── DATA FOR THIS TASK

PR #5985, opened 2019-04-03
For 3.7.x: Add missing declaration in protobuf_headers

meteorcloudy:
To prevent us from getting such error with sandbox or remote execution:
```
bazel-out/k8-opt/genfiles/tensorflow/core/lib/core/error_codes.pb.h:10:40: fatal error: google/protobuf/port_def.inc: No such file or directory
 #include <google/protobuf/port_def.inc>
                                        ^
```

### DIFF
--- a/BUILD
+++ b/BUILD
@@ -201,7 +201,7 @@ cc_library(
 # TODO(keveman): Remove this target once the support gets added to Bazel.
 cc_library(
     name = "protobuf_headers",
-    hdrs = glob(["src/**/*.h"]),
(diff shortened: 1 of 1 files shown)


meteorcloudy:
@acozzette

meteorcloudy:
When can we expect a patch release for 3.7.1?

acozzette:
This is the only  bug I know of in 3.7.1 so I am not sure if we will do a patch release just for this. We might wait and see if we get a few more bug reports that need to be fixed before doing a 3.7.2 release. As a workaround can you just point directly at this Git commit?

PR #5994, opened 2019-04-06
Down integrate to Github

haon4:


java/lite/pom.xml
```diff
@@ -0,0 +1,345 @@
...
+
+  <build>
+     <!-- Include core protos in the bundle as resources -->
+     <resources>
+      <resource>
+        <directory>${protobuf.source.dir}</directory>
+        <includes>
+          <include>google/protobuf/any.proto</include>
+          <include>google/protobuf/api.proto</include>
+          <include>google/protobuf/descriptor.proto</include>
```
BSBandme: Is descriptor.proto used in lite test?

haon4: I don't think so, otherwise the lite tests wouldn't build. I intentionally removed descriptor.proto and compiler plugin.proto to ensure that Lite cannot depend on them.

BSBandme: Then why not delete the descriptor.proto here?

BSBandme:
Maybe also make some changes to [this doc](https://github.com/protocolbuffers/protobuf/blob/master/java/lite.md)?

BSBandme:
Would you please authorize [Reviewable](https://reviewable.io) as an accepted third party application in the organization setting?

I can't open the first commit in github for reviewing as the commit has too many files. I just left some comments in Reviewable.

java/lite/pom.xml
haon4: Done.

PR #7317, opened 2020-03-19
[c++] [protoc] Force to use U.S. English for Win32 error messages (#4317)

### LINKED ISSUE #4317: Unit tests seems failure on CommandLineInterfaceTest.Win32ErrorMessage
I build and install following the document on windows10, vs2017, with latest protobuf version v3.5.1, one failure "CommandLineInterfaceTest.Win32ErrorMessage" occurs when run unit tests, should i just ignore it, or how can i fix this failure? thanks in advance.

cqjjjzr:
Unit test `CommandLineInterfaceTest.Win32ErrorMessage` fails on non-English Windows due to the hardcoded English in the unit test.

This PR forces the Win32 error message produced to be in U.S. English, so the tests passes. Alternative solution can be to use messages in proper language to compare against the actual string.

Fixes #4317


cqjjjzr:
@googlebot I signed it!

PR #7328, opened 2020-03-25
Null Check in UnknownField::AddAll()

CauhxMilloy:
UnknownField::AddAll() is called (multiple times) from UnknownField::MergeFrom(). The `extras` parameter is one of: `varintList`, `fixed32List`, `fixed64List`, `lengthDelimitedList`, or `groupList`. All of these members can be null, and are appropriately checked in other usage. If attempting to parse a proto with unknown extensions, and exception is thrown (NRE).
This adds the appropriate null check inside UnknownField::AddAll().


CauhxMilloy:
@googlebot I signed it!

CauhxMilloy:
Is there anything else needed for this PR? Let me know if there's any necessary action on my part. :)

jskeet:
This looks okay at a quick look, but it would be nice to see a test that currently fails (presumably with an NRE) and that passes with the new code.

Issue #7331, opened 2020-03-27
descriptor.proto missing from protobuf-javalite


ajasmin:
Building an Android project with protobuf-gradle-plugin:0.8.12 and protobufJavaliteVersion:'3.11.4' fails if one of my proto files includes "google/protobuf/descriptor.proto".

Since the fixing of #1889, some proto files such as well-known-types are included in protobuf-javalite but descriptor.proto is still missing.

Even though the java-lite runtime doesn't make use of descriptors, it's possible to have cross-language projects that do.

ejona86:
protobuf-javalite does not include any descriptor support. The earlier missing protos had their generated code available but were lacking the .proto definitions. protobuf-javalite does not even include generated code for descriptor.proto, on purpose. So it isn't a bug that descriptor.proto is missing, but rather a feature request to include generated code for descriptor.proto.

robcos:
Is there a particular reason why the descriptor code is not there? If I remember correctly, it is there in the _nano_ libraries

elharo:
For questions or troubleshooting, please see the protobuf mailing list: https://groups.google.com/forum/#!forum/protobuf or Stack Overflow https://stackoverflow.com/questions/tagged/protocol-buffers

We don't formally monitor stack overflow, but there are a lot of experienced developers there who also use protobuf.

jhump:
@fowles, I meant to bring this up in our chat today. But it's probably minor enough that we can just discuss here in GitHub.

This issue was closed a while ago, but I can't really tell _why_. Is this something that could be added to the lite runtime? We're obviously not looking for real descriptor support (since the whole point of the lite runtime is to omit that in favor of smaller code size). But we do have cases where schemas transitively import `google/protobuf/descriptor.proto` (like an RPC response that includes `google.protobuf.FileDescriptorSet`) and then can't be used at all with the lite runtime: the generated code fails to compile because the classes for this import do not exist.

Would your team entertain the idea of re-opening this?

fowles:
@googleberg can you take a look at this with fresh eyes and make a call?

jhump:
Thanks, @fowles. It's been brought to my attention that `plugin.proto` is in the same boat. Though I can also understand that file being far less likely to appear in an API so maybe an odd thing to put in the Lite runtime. Maybe `descriptor.proto` and `plugin.proto` could be provided in a separate JAR/artifact?

[...]

PR #7332, opened 2020-03-27
Add descriptor.proto to protobuf-javalite

ajasmin:
Add descriptor.proto to javalite #7331


ajasmin:
@googlebot I signed it!

acozzette:
@ajasmin Sorry for taking to long to respond to this. I don't think we want to do this, because one of the distinguishing features of Java lite is that the generated messages don't have descriptors, so there shouldn't be any need for lite to depend on descriptor.proto.

PR #7333, opened 2020-03-27
Down integration from Google-internal development

haberman:


conformance/conformance.proto
```diff
@@ -109,7 +109,7 @@ message ConformanceRequest {
 
   // The full name for the test message to use; for the moment, either:
   // protobuf_test_messages.proto3.TestAllTypesProto3 or
-  // protobuf_test_messages.proto2.TestAllTypesProto2.
+  // protobuf_test_messages.google.protobuf.TestAllTypesProto2.
   string message_type = 4;
```
rafi-kamal: Is this WAI?

js/test_bootstrap.js
```diff
@@ -1,33 +1,3 @@
-// Protocol Buffers - Google's data interchange format
```
rafi-kamal: I think we should have the license - I'll also add it in Google3.

python/google/protobuf/json_format.py
```diff
@@ -104,7 +104,7 @@ def MessageToJson(
     sort_keys=False,
     use_integers_for_enums=False,
     descriptor_pool=None,
-    float_precision=None):
+    float_precision=8):
```
rafi-kamal: I wonder if this can break existing clients. 

CC @anandolee

src/google/protobuf/compiler/js/js_generator.cc
```diff
@@ -2055,10 +2085,11 @@ void Generator::GenerateClassConstructor(const GeneratorOptions& options,
       " * valid.\n"
       " * @extends {jspb.Message}\n"
       " * @constructor\n"
+      " * $final$\n"
       " */\n"
       "$classprefix$$classname$ = function(opt_data) {\n",
-      "classprefix", GetMessagePathPrefix(options, desc), "classname",
-      desc->name());
+      "final", final, "classprefix", GetMessagePathPrefix(options, desc),
```
rafi-kamal: I think this is a breaking change, it will make all apps jspb message final. I'm surprised to see the generator changes appearing in the open source, is this because the sync was started after cl/303150636 was submitted?

python/google/protobuf/json_format.py
anandolee: Yes, it may break some clients. It should be in release note 
In google3, this change did not break much (I do not quit remember, like 2-3 breaks)

src/google/protobuf/compiler/js/js_generator.cc
haberman: Fixed.

haberman:
Closed in favor of https://github.com/protocolbuffers/protobuf/pull/7344

PR #7338, opened 2020-03-29
Request ADLINK EdgeSDK global extension

elder4p:


elder4p:
Closing, as I'm not sure we have a corporate CLA. Trying the request via submitting a ticket, instead. If that fails, then we'll get the lawyers involved ;-)

PR #7347, opened 2020-04-01
Set execute bit on files if and only if they begin with (#!).

haberman:
Git only tracks the 'x' (executable) bit on each file. Prior to this
CL, our files were a random mix of executable and non-executable.
This change imposes some order by making files executable if and only
if they have shebang (#!) lines at the beginning.

We don't have any executable binaries checked into the repo, so
we shouldn't need to worry about that case.


RAPTOR1OUS (commented):
Protocol looks up to task.

PR #7381, opened 2020-04-15
Ruby: encode repeated field in packed format if desired

qnighy:
This patch adds `packed: true` / `packed: false` options to `repeated` descriptor declaration, and uses that information when encoding packable fields.

```ruby
    add_message "basic_test.TestMessage" do
      optional :optional_int32, :int32, 1
      optional :optional_int64, :int64, 2
      optional :optional_uint32, :uint32, 3
      optional :optional_uint64, :uint64, 4
      optional :optional_bool, :bool, 5
      optional :optional_float, :float, 6
      optional :optional_double, :double, 7
      optional :optional_string, :string, 8
      optional :optional_bytes, :bytes, 9
      optional :optional_msg, :message, 10, "basic_test.TestMessage2"
      optional :optional_enum, :enum, 11, "basic_test.TestEnum"
      repeated :repeated_int32, :int32, 12, packed: true
      repeated :repeated_int64, :int64, 13, packed: true
      repeated :repeated_uint32, :uint32, 14, packed: true
      repeated :repeated_uint64, :uint64, 15, packed: true
      repeated :repeated_bool, :bool, 16, packed: true
      repeated :repeated_float, :float, 17, packed: true
      repeated :repeated_double, :double, 18, packed: true
      repeated :repeated_string, :string, 19
      repeated :repeated_bytes, :bytes, 20
      repeated :repeated_msg, :message, 21, "basic_test.TestMessage2"
      repeated :repeated_enum, :enum, 22, "basic_test.TestEnum", packed: true
    end
```

TODO: implementation for JRuby

### DIFF
--- a/ruby/ext/google/protobuf_c/defs.c
+++ b/ruby/ext/google/protobuf_c/defs.c
@@ -1513,6 +1513,17 @@ static void msgdef_add_field(VALUE msgbuilder_rb, upb_label_t label, VALUE name,
           field_proto,
           FileBuilderContext_strdup(self->file_builder, default_value));
     }
+
+    if (rb_funcall(options, rb_intern("key?"), 1,
+                   ID2SYM(rb_intern("packed"))) == Qtrue) {
+      VALUE packed =
+          rb_hash_lookup(options, ID2SYM(rb_intern("packed")));
+      google_protobuf_FieldOptions *options =
+        google_protobuf_FieldDescriptorProto_mutable_options(
+          field_proto,
+          file_context->arena);
+      google_protobuf_FieldOptions_set_packed(options, RTEST(packed));
+    }
   }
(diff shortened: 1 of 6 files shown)


haberman:
I'm somewhat reluctant to keep going down the path of adding more and more complexity to the DSL. Even if we fix this, we already know there are N more things that the DSL still doesn't cover.

Worse, the DSL will never be able to capture 100% of the information in a protobuf descriptor. Custom options can be self-referential, so it in some cases it will not be possible to specify these cleanly in the DSL.

If the generated code simply embedded a binary descriptor, we would have perfect fidelity and we would never have to fix the DSL again. But we'd give up the readability of the DSL. Perhaps the .proto file could be embedded in comments?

────

__TASK__. Check the entries above line by line and return each one containing the word "doesn".

__ANSWER BELOW__.
Even though the java-lite runtime doesn't make use of descriptors, it's possible to have cross-language projects that do.
I'm somewhat reluctant to keep going down the path of adding more and more complexity to the DSL. Even if we fix this, we already know there are N more things that the DSL still doesn't cover.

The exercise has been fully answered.